Kontrowersje związane z kontraktami RARS
Zarządzenie Michała K. w RARS wzbudzało kontrowersje. Według doniesień medialnych, agencja zawarła szereg lukratywnych kontraktów bez przetargów, m.in. z firmą Red is Bad, której właściciel, zgodnie z raportem Onetu, otrzymał w ciągu trzech lat przelewy na kwotę pół miliarda złotych. Firma dostarczała sprzęt ochronny podczas pandemii oraz agregaty prądotwórcze w czasie wojny na Ukrainie. To budziło wątpliwości co do transparentności działań agencji, szczególnie w kontekście doniesień o preferencyjnym traktowaniu wybranych kontrahentów.

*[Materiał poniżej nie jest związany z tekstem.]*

PR #1416, opened 2024-03-25
Improve internal error handling and message

### LINKED ISSUE #1408: Improve message and handling of internal compiler errors
We may want to install a top-level exception handler which catches all exceptions, manually prints them and the backtrace, and then outputs the message `Fatal error: this should never happen. Please file a bug...`. If we did this, we wouldn't even need the `Common.FatalError` module, just using `raise_s` everywhere we need would work.

I believe this also would improve the javascript parser, since currently there internal compiler errors manifest as exceptions rather than populating the `.error` field of the return object

WardBrian:
This closes #1408. There is no real difference in the end result for the binary executable, but this is a huge improvement for stanc3js since internal errors will be cleanly converted to the error string format rather than percolating as javascript exceptions.

#### Submission Checklist

- [x] Run unit tests
- Documentation

## Release notes

The compiler should display a cleaner error if it encounters an internal error.

## Copyright and Licensing

### DIFF
--- a/src/common/ICE.ml
+++ b/src/common/ICE.ml
@@ -18,7 +18,7 @@ let with_exn_message f =
       else "Backtrace missing." in
     Error
       (Fmt.str
-         "Fatal error:@ @[%a@]@\n\
+         "Internal compiler error:@ @[%a@]@\n\
           %s@\n\
           @\n\
           This should never happen. Please file a bug at \
--- a/src/common/ICE.ml
+++ b/src/common/ICE.ml
@@ -2,13 +2,24 @@
 
 open Core
 
-(** Equivalent to [raise_s] but prepends a stanc specific
-  message asking users to report a bug *)
-let internal_compiler_error message =
-  let augmented =
-    Sexplib0.Sexp.List
-      [ [%message
-          "Fatal error: this should never happen. Please file a bug on \
-           https://github.com/stan-dev/stanc3/issues/new and include the model \
-           that caused this issue."]; message ] in
-  raise_s augmented
+(** An alias of [Core.raise_s]. This used to do more
+    processing, for now it is preserved just as a nicer
+    marker in the code *)
+let internal_compiler_error = raise_s
+
+(** Catch all exceptions at the top-level and convert them into a ['a, string result]
+    where the string contains the exception and a backtrace if present, followed
+    by a link to our bugtracker. *)
+let with_exn_message f =
+  try Ok (f ())
+  with e ->
+    let bt = Printexc.get_backtrace () in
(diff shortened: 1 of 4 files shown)


nhuurre:
Great, this looks good.

My only concern is that there's no way to test it!

How do feel about, for example, adding command line option `--internal-compiler-error-test` (disabled in release builds) that would make statements like
```stan
fatal_error("InternalCompilerError", "parsing");
fatal_error("InternalCompilerError", "typecheck");
fatal_error("InternalCompilerError", "lowering");
```
trigger ICE in various compilation phases?

WardBrian:
I added some code unit tests. End to end tests are tricky because of the idea of the command line option being "(disabled in release builds) " -- OCaml intentionally avoids having easy support for conditional compilation

src/common/ICE.ml
```diff
@@ -2,13 +2,26 @@
...
+    by a link to our bugtracker. *)
+let with_exn_message f =
+  try Ok (f ())
+  with e ->
+    let bt =
+      if Printexc.backtrace_status () then Printexc.get_backtrace ()
+      else "Backtrace missing." in
+    Error
+      (Fmt.str
+         "Fatal error:@ @[%a@]@\n\
```
nhuurre, line 21:
```suggestion
         "Internal compiler error:@ @[%a@]@\n\
```

test/unit/Error_tests.ml
```diff
@@ -0,0 +1,86 @@
...
+                                        ; id_loc= Middle.Location_span.empty }
+                                  ; initial_value=
+                                      Some
+                                        { expr=
+                                            Promotion
+                                              ( { expr= IntNumeral "1"
+                                                ; emeta=
+                                                    { loc=
+                                                        Middle.Location_span
+                                                        .empty } }
```
nhuurre, line 65: This is getting a bit awkward. You could add
```ocaml
let loc = Middle.Location_span.empty in
```
and then make these
```ocaml
emeta={loc}
```

nhuurre (approved):
> conditional compilation

Oh, I didn't even think of that! I would have just made [`let options` in `stanc.ml`](https://github.com/stan-dev/stanc3/blob/282b0946d10b469413a8d477c43fe8d62b1af22c/src/stanc/stanc.ml#L64) something like
```ocaml
if String.is_prefix ~prefix:"%%" version then
  Arg.align (opts @ [("--ice-test", Arg.Set ice_test, "ICE test")])
else
  Arg.align opts
```
Anyway, I think end-to-end tests would be overkill, `let%expect_test` is quite enough.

Procedury ekstradycyjne w Wielkiej Brytanii
Wydanie Michała K. Polsce zależy od decyzji brytyjskiego sądu, który musi rozpatrzyć sprawę zgodnie z procedurami ekstradycyjnymi. Brytyjskie przepisy przewidują możliwość odmowy ekstradycji w wyjątkowych przypadkach, np. gdy osoba mogłaby być sądzona dwukrotnie za to samo przestępstwo lub gdy istnieje ryzyko prześladowania ze względu na rasę, religię, płeć, orientację seksualną czy poglądy polityczne. Obrona Michała K. może próbować wykorzystać te przepisy, aby zablokować ekstradycję do Polski.
Decyzja o ekstradycji Michała K. będzie miała istotne znaczenie dla dalszego przebiegu śledztwa w Polsce oraz dla samego Michała K., który pozostaje w areszcie w Wielkiej Brytanii, oczekując na rozprawę.